- TASK REQUIREMENTS
Nothing in the records below may change; print them all exactly.

== RECORD EXCERPTS

PR #1203, opened 2026-07-31
fix(e2e): intercept CDN image requests to fix flaky product-page test

maxime-tt:
## Problem

The `should show product image` test in `product-page.spec.ts` asserts that an `` element is visible. The seeded product uses an image URL from `cdn.satellite.earth` — an external CDN that is intermittently unreachable from GitHub Actions runners.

====

- TASK ANSWER
PR #1203, opened 2026-07-31
fix(e2e): intercept CDN image requests to fix flaky product-page test

maxime-tt:
## Problem

The `should show product image` test in `product-page.spec.ts` asserts that an `` element is visible. The seeded product uses an image URL from `cdn.satellite.earth` — an external CDN that is intermittently unreachable from GitHub Actions runners.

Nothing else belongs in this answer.